* [What you are asked to do] Reproduce the data exactly; no word may be added or dropped.

* [Data in this exercise]
PR #13, opened 2018-05-07
fix some typos and inconsistencies in formatting

ocsw:
Fixes some typos and inconsistencies in formatting, also removes a NOQA that doesn't seem to be necessary anymore.

Fixes #

**Release note**:

```release-note

```

### DIFF
--- a/OWNERS
+++ b/OWNERS
@@ -2,5 +2,6 @@
   - descent3me
   - econchick
   - matt0bi
-  - RockesterinNYC
+  - RochesterinNYC
   - smstone
+  - ocsw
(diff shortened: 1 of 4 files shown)


descent3me:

* [Output for this task]
PR #13, opened 2018-05-07
fix some typos and inconsistencies in formatting

ocsw:
Fixes some typos and inconsistencies in formatting, also removes a NOQA that doesn't seem to be necessary anymore.

Fixes #

**Release note**:

```release-note

```

### DIFF
--- a/OWNERS
+++ b/OWNERS
@@ -2,5 +2,6 @@
   - descent3me
   - econchick
   - matt0bi
-  - RockesterinNYC
+  - RochesterinNYC
   - smstone
+  - ocsw
(diff shortened: 1 of 4 files shown)


descent3me:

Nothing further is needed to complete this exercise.